# sting rays?



## lowprofile (Jan 6, 2013)

just wondering if you guys are seeing a lot of them on the flats? and if so, can anyone share a spot or two that seems to be holding a few of them?


----------



## Salt4Lifer (Jun 1, 2013)

There were a ton of them at 2nd parking lot in Pickens Sunday...snapped this video of a few


----------



## Night Wing (May 16, 2011)

A nice school of rays. Your water sure is clear and green. Thanks for sharing.


----------



## flounderslayerman (Jun 3, 2011)

There spawning right now and are all over the big sandy flats.


----------



## MoganMan (Feb 24, 2013)

All over NAS right now, caught 3 on sunday and saw another 4 or 5 swimming around.


----------



## lowprofile (Jan 6, 2013)

nice! thanks for the replies!

where those cownose at pickens or round? my internet wont run anything past 240p right now. haha


----------



## MoganMan (Feb 24, 2013)

Looked like devil rays to me, hard to say though.


----------



## Salt4Lifer (Jun 1, 2013)

My eyesight is worse than mr. Magoo's so I couldn't tell even when I was next to them with the waves and all.


----------



## bclaf (Jul 30, 2013)

is there an optimal time to look for rays? I'm in the Fwb area and have been trying to find some, Ive found a few at night have yet to try morning. I haven't seen any during day yet.


----------



## ARslinger (Nov 7, 2010)

those were all manta rays. no cownose there, and everyone knows they are protected.
chris i seen a shit load over here in mississippi, there were chillin in the bay at the mouth of little streams that were dumping into the bay.


----------



## Death From Above (Sep 28, 2007)

Why are you trying to find rays?


----------



## Yakin_it_up (Jun 16, 2013)

I'm guessing he is looking fir shark bait....Eagle rays for sure in that video.


----------



## Yakin_it_up (Jun 16, 2013)

I'm guessing he is looking fir shark bait....Cownose rays for sure in that video.


----------



## Yakin_it_up (Jun 16, 2013)

Sorry, Cownose not eagle


----------



## lowprofile (Jan 6, 2013)

ARslinger said:


> those were all manta rays. no cownose there, and everyone knows they are protected.
> chris i seen a shit load over here in mississippi, there were chillin in the bay at the mouth of little streams that were dumping into the bay.

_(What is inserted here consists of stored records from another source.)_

PR #3283, opened 2022-02-15
fix: simplify and fix buildspec and pipeline CFN template

iamhopaul123:
This PR simplifies pipeline buildspec and fixes two bugs:

1. Some parts of the buildspec file generated by `pipeline init` are always static (for example the S3 bucket mentioned above) which should be dynamic. The reason behind that is: if the user creates another environment in a new region, the pipeline won’t work for the new environment anymore because we won’t upload those prerequisite to the new S3 bucket.
2. Pipeline CFN template grabs all the local workloads by checking their local files, which is problematic if the workload has been deleted before.

### DIFF
--- a/internal/pkg/cli/flag.go
+++ b/internal/pkg/cli/flag.go
@@ -202,7 +202,7 @@ const (
 	resourceTagsFlagDescription = `Optional. Labels with a key and value separated by commas.
 Allows you to categorize resources.`
 	stackOutputDirFlagDescription  = "Optional. Writes the stack template and template configuration to a directory."
-	uploadResourcesFlagDescription = "Optional. Whether to upload dependency resources (e.g., an image that needs to be built and pushed), so that the output of `copilot svc package` can be directly used for deployment."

bring me some! i need a few 20-30lbers to run whole this weekend. im going to give the flats one more shot then go dive again.


----------



## lowprofile (Jan 6, 2013)

Death From Above said:


> Why are you trying to find rays?


shark bait. 

they love it, no one complains when i use it, its USUALLY fairly easy to get and lasts a LOT longer on the hook than any fin fish. 

blacktips and sharpnose work really well too but have a limit of one per person. so i cant stock up.


----------